┌─ Input material

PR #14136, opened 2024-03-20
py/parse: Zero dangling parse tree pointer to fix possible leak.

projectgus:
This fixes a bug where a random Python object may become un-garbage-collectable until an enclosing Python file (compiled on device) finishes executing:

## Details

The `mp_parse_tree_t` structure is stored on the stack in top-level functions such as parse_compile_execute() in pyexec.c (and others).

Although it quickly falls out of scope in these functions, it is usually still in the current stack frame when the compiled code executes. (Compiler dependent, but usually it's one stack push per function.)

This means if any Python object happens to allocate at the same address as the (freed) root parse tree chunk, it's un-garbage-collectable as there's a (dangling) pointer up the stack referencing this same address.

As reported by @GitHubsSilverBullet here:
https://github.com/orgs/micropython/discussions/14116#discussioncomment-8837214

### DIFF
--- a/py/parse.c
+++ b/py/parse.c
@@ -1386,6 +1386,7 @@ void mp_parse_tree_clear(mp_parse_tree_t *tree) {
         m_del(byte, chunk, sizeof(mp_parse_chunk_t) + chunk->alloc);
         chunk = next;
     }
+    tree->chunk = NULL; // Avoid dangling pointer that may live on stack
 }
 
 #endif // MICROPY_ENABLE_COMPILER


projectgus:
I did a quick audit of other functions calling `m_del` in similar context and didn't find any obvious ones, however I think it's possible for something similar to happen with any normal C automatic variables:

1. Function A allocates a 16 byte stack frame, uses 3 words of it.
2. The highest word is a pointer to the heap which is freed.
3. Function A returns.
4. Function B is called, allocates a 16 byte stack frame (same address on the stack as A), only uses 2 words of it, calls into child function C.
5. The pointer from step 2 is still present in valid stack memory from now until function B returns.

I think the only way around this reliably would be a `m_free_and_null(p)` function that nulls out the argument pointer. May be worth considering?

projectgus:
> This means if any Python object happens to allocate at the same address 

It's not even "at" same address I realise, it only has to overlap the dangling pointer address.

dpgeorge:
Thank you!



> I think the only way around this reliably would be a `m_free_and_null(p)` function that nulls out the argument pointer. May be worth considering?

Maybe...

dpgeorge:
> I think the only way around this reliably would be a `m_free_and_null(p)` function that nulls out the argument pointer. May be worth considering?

└─

### Task item
Copy out every line of the listing where the word "uses" occurs.

### Output below
1. Function A allocates a 16 byte stack frame, uses 3 words of it.
4. Function B is called, allocates a 16 byte stack frame (same address on the stack as A), only uses 2 words of it, calls into child function C.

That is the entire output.